Jorge Troncoso

Personal information
- Full name: Jorge Nicolás Troncoso Ramírez
- Date of birth: 14 January 1993 (age 32)
- Place of birth: Santiago, Chile
- Height: 1.70 m (5 ft 7 in)
- Position(s): Right-back Midfielder

Youth career
- Colo-Colo

Senior career*
- Years: Team / Apps / (Gls)
- 2011–2014: Colo-Colo / 2 / (0)
- 2012: → Curicó Unido (loan) / 8 / (1)
- 2012: Colo-Colo B / 7 / (0)
- 2013: → San Antonio Unido (loan) / 16 / (0)
- 2013–2014: Colo-Colo B / 6 / (0)
- 2014–2017: Universidad de Concepción / 45 / (5)
- 2017: Deportes La Serena / 7 / (0)
- 2018: Deportes Melipilla / 6 / (0)
- 2019–: Austin Bold / 40 / (2)

= Jorge Troncoso =

Chilean footballer (born 1993)

Jorge Nicolás Troncoso Ramírez (born 14 January 1993) is a Chilean professional footballer who plays as a midfielder for Austin Bold FC.

==Career==
A product of Colo-Colo youth system, he made his professional debut in 2011 when Américo Gallego was the head coach, in the match versus Cobreloa in 20 March.
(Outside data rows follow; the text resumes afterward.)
PR #7186, opened 2025-03-04
Speed up serverless Beat tests by not testing Metricbeat or Auditbeat

cmacknz:
## What does this PR do?

Stops testing Metricbeat and Auditbeat in the serverless Beat tests. The way this step was written it re-invoked the mage integration test target serially 3 times in a row which re-does provisioning unnecessarily. The tests should be rewritten eventually.

These tests also primarily test libbeat setup functionality that is shared amongst Beats, and we already aren't testing all the Beats, so let's just smoke test the one that covers the most functionality.

## Why is it important?

These tests take too long.

## Related issues

-

### DIFF
--- a/.buildkite/scripts/steps/beats_tests.sh
+++ b/.buildkite/scripts/steps/beats_tests.sh
@@ -63,15 +63,5 @@ popd
 
 # exit $TESTS_EXIT_STATUS
 
-echo "testing metricbeat..."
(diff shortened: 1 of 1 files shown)


pkoutsovasilis (approved):

dliappis (approved):
LGTM

Issue #7060, opened 2025-02-27
[Flaky Test]: Kubernetes platform-related integration test failures


swiatekm:
We suspect that various K8s integration test failures caused by problems with Kubernetes itself, are in fact caused by resource contention due to running too many kind clusters on a single host. This issue exists to group these tests, so we can avoid the overhead of trying to debug them individually.

The short-term solution to this problem is using a larger instance for existing tests. The long-term solution is running these tests in parallel with finer-grained concurrency.

swiatekm:
https://github.com/elastic/elastic-agent/issues/7048 probably belongs here. The problem manifests as mysterious 403 responses from the API Server, but is most likely caused by the API Server not having enough resources.

swiatekm:
In #7050, we encountered the following:
```
=== Failed
=== FAIL: testing/integration TestOtelKubeStackHelm/helm_kube-stack_operator_standalone_agent_kubernetes_privileged (334.06s)
    otel_helm_test.go:122:
        	Error Trace:	/opt/buildkite-agent/builds/bk-agent-prod-gcp-1740576462608313681/elastic/elastic-agent-extended-testing/testing/integration/otel_helm_test.go:122
        	            				/opt/buildkite-agent/builds/bk-agent-prod-gcp-1740576462608313681/elastic/elastic-agent-extended-testing/testing/integration/otel_helm_test.go:96
        	Error:      	Condition never satisfied
        	Test:       	TestOtelKubeStackHelm/helm_kube-stack_operator_standalone_agent_kubernetes_privileged
        	Messages:   	at least 4 agent containers should be checked
=== FAIL: testing/integration TestOtelKubeStackHelm (342.70s)
```

in https://buildkite.com/elastic/elastic-agent-extended-testing/builds/7694#01954270-d4c5-4926-8442-4861f27bedea.

swiatekm:
In #7044, just a plain runner failure without any additional information:

```
>>> (kubernetes-amd64-1289-complete-wolfi-kubernetes) Failed to execute tests on instance: %!s(<nil>)
```
in Kubernetes tests: https://buildkite.com/elastic/elastic-agent-extended-testing/builds/7684#01954204-430a-4656-864b-2496f3cc9ef8/56.

pkoutsovasilis:
thanks you for capturing all of this info @swiatekm , cc @dliappis @pazone

dliappis:
[...]

PR #7202, opened 2025-03-05
Fix a bug preventing kind cluster deletion in K8s tests

swiatekm:
## What does this PR do?

Fixes a bug preventing the kind provisioner for integration tests from deleting the clusters it creates. The provisioner was trying to delete the cluster using the wrong name.

This wasn't visible in logs because the `kind delete cluster` command always returns success, even if the cluster doesn't exist. I added a check for this to detect this situation in the future.

## Why is it important?

We should clean up resources after integration tests.

## Checklist

```
SNAPSHOT=true EXTERNAL=true PACKAGES=docker PLATFORMS="linux/amd64" mage -v  package
TEST_INTEG_CLEAN_ON_EXIT=true INSTANCE_PROVISIONER=kind STACK_PROVISIONER=stateful SNAPSHOT=true mage integration:kubernetesMatrix
```

## Related issues

Possibly related to #7060.

### DIFF
--- a/pkg/testing/kubernetes/kind/provisioner.go
+++ b/pkg/testing/kubernetes/kind/provisioner.go
@@ -212,13 +212,22 @@ func (p *provisioner) Clean(ctx context.Context, cfg common.Config, instances []
 	// doesn't execute in parallel for the same reasons in Provision
 	// multipass just cannot handle it
 	for _, instance := range instances {
-		func(instance common.Instance) {
-			err := p.deleteCluster(instance.ID)
-			if err != nil {
-				// prevent a failure from stopping the other instances and clean
-				p.logger.Logf("Delete instance %s failed: %s", instance.Name, err)
-			}
-		}(instance)
+		// manually check if the cluster exists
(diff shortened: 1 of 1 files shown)


pkoutsovasilis (commented):
ty for highlighting and fixing this one @swiatekm Code changes LGTM, I don't expect any CI failures, but let's wait for it 🙂

swiatekm:
I wonder if this will affect #7060. I'm not sure if it's possible to leak kind clusters on buildkite runners, but if it is, then those failures may be caused by this bug. @dliappis @pazone do you think it could be related?

pazone:
> I wonder if this will affect #7060. I'm not sure if it's possible to leak kind clusters on buildkite runners, but if it is, then those failures may be caused by this bug. @dliappis @pazone do you think it could be related?

From the CI perspective, it's not critical to leave kind clusters on the CI runner. From the tests perspective, the clusters may consume memory and CPU and affect the tests execution.

pkoutsovasilis (approved):

dliappis (approved):
LGTM

PR #7267, opened 2025-03-07
Test integrations with basic installation

michalpristas:
CI check


testing/integration/network_traffic_monitoring_test.go
```diff
@@ -0,0 +1,121 @@
...
+
+func TestNetworkTraffic(t *testing.T) {
+	info := define.Require(t, define.Requirements{
+		Group: Fleet,
+		Stack: &define.Stack{},
+		Local: false, // requires Agent installation
+		Sudo:  true,  // requires Agent installation
+		OS: []define.OS{
+			{Type: define.Linux},
+			{Type: define.Windows},
```
pkoutsovasilis, line 42: if these two tests run concurrently at the same time the fact that they install the same package is it gonna affect any of them? I am not sure if the same as with endpoint test will happen here or whether kibana should handle that just wondering

testing/integration/auditd_monitoring_test.go
```diff
@@ -0,0 +1,120 @@
...
+		Privileged:     true,
+	}
+
+	ctx, cancel := context.WithTimeout(context.Background(), 3*time.Minute)
+	defer cancel()
+
+	policyResp, err := tools.InstallAgentWithPolicy(ctx, runner.T(), installOpts, runner.agentFixture, runner.info.KibanaClient, basePolicy)
+	require.NoError(runner.T(), err)
+
+	_, err = tools.InstallPackageFromDefaultFile(ctx, runner.info.KibanaClient, "auditd_manager", "1.18.3", "auditd_package.json", uuid.Must(uuid.NewV4()).String(), policyResp.ID)
```
pkoutsovasilis, line 76: how to we plan to keep this `1.18.3` up to date?

testing/integration/network_traffic_monitoring_test.go
michalpristas: should use different policy right?

testing/integration/auditd_monitoring_test.go
michalpristas: i looked at other tests and we dont', this being up to date (very recent) is not a requirement as long as we use supported versions.

testing/integration/network_traffic_monitoring_test.go
blakerouse: Installing a package should work concurrently. If installing a package doesn't work concurrently and it errors back to the caller, then the caller should retry. Have we added retries?

michalpristas: @blakerouse retries in a test itself?

blakerouse: I wouldn't expect it to be something the test itself should do. Probably something the kibana client that the test uses should do. If it gets something like a conflict error (or what ever error that is reported by kibana, hopefully not a 500 error) then it should retry those calls automatically.

pkoutsovasilis (commented):
This looks good to me. Waiting for all comments to be resolved and then I will approve

testing/integration/network_traffic_monitoring_test.go
pkoutsovasilis: ok to me then it means that this PR doesn't have to include anything else, we just need to make sure that kibana client does retry. @blakerouse should we resolve this one?

blakerouse: Yeah I didn't mean for this to block this PR. Just a comment that packing installation should add retries in the case of failures working with Kibana API.

blakerouse (approved):

pkoutsovasilis (approved):

PR #7312, opened 2025-03-11
Enhancement/4811 fips to fips upgrade

kaanyalti:
- Enhancement

## What does this PR do?

Updates the upgrade process to prevent fips to non-fips upgrades

## Why is it important?

upgrading to non-fips agent is not going to be supported

## Checklist

## Related issues

- Closes https://github.com/elastic/ingest-dev/issues/4811

### DIFF
--- a/internal/pkg/agent/application/upgrade/upgrade.go
+++ b/internal/pkg/agent/application/upgrade/upgrade.go
@@ -54,8 +54,11 @@ var agentArtifact = artifact.Artifact{
 	Artifact: "beats/" + agentName,
 }
 
-var ErrWatcherNotStarted = errors.New("watcher did not start in time")
-var ErrUpgradeSameVersion = errors.New("upgrade did not occur because it is the same version")
+var (
+	ErrWatcherNotStarted     = errors.New("watcher did not start in time")
+	ErrUpgradeSameVersion    = errors.New("upgrade did not occur because it is the same version")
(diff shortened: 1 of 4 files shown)


pchila (approved):
LGTM

internal/pkg/agent/application/upgrade/upgrade.go
```diff
@@ -54,8 +54,11 @@ var agentArtifact = artifact.Artifact{
 	Artifact: "beats/" + agentName,
 }
 
-var ErrWatcherNotStarted = errors.New("watcher did not start in time")
-var ErrUpgradeSameVersion = errors.New("upgrade did not occur because it is the same version")
+var (
+	ErrWatcherNotStarted     = errors.New("watcher did not start in time")
+	ErrUpgradeSameVersion    = errors.New("upgrade did not occur because it is the same version")
+	ErrFipsNotUpgradedToFips = errors.New("cannot upgrade from a fips compliant agent to a non-compliant one")
```
simitt, line 60: The wording of the error should cover both cases:
(1) fips -> non-fips
(2) non-fips -> fips

In `checkUpgrade` it actually fails for both cases, but the error that will be logged would be confusing if someone tries to upgrade from `non-fips` to `fips`. 

Also, we should be careful with wording and avoid `fips compliant`. I would suggest using a more neutral language, something along the lines of `cannot switch fips mode when upgrading`.

kaanyalti: I'll create a PR to update the wording here

PR #7327, opened 2025-03-11
[otel/kube-stack] Update EDOT SDK k8s auto-instrumentation images to their latest versions

trentm:
This also updates the vanilla OTel Go image version to its latest.

---

The versions of the EDOT language SDK images being used with the OTel Operator were quite old.
This *manually* updates them to the current latest.

/cc @jackshirazi, @xrmx, @dmathieu (as my best guess for the authority on the OTel Operator auto-instrumentation image for each of the languages I've updated here)

---

Is there a good place to discuss how/when/who should be **regularly** updating these versions?
Or perhaps use the `:latest` Docker tag, though that, of course, changes over time.


trentm:
> This pull request does not have a backport label. Could you fix it @trentm? 🙏

I'd appreciate guidance on this. I don't know what backport targets would be appropriate for this PR.

pkoutsovasilis:
hey @trentm 👋 so `backport-active-all` will open backport PRs, when this one gets merged, to `9.0`, `8.x`, `8.18`, `8.17` and `8.16` branches. I have a feeling that this change shouldn't go that far back but I am not 100% sure. As this PR affects the edot collector helm chart, I will need a chime in from the devs that have contributed to it @rogercoll @carsonip @swiatekm

carsonip:
Sorry I would love to be more helpful here but I'm not familiar with the expectation of auto instrumentation SDK version bump risk and reward balance in backported versions.
cc @AlexanderWert

jackshirazi:
yeah, these can be backported to any/every version and will work fine (and be better for the customer)

swiatekm:
I'm reluctant to do this right before the final RC for 9.0.0 and 8.18.0 unless someone exhaustively tests these first. We don't have enough automated testing for this configuration to be confident we're not breaking something. See https://github.com/elastic/elastic-agent/issues/7381 for a very recent example.

jackshirazi:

After having not much chances to play for the first team, he played for the B-team in the third level of the Chilean football and on loan at Curicó Unido and San Antonio Unido. In 2014 he moved to Universidad de Concepción and next he played for Deportes La Serena and Deportes Melipilla.

In 2019 he moved outside Chile and joined American club Austin Bold FC thanks to a Spanish agent. In the club he has coincided with Darío Conca, a well-known player in his country of birth, and with Edson Braafheid, a Dutch international.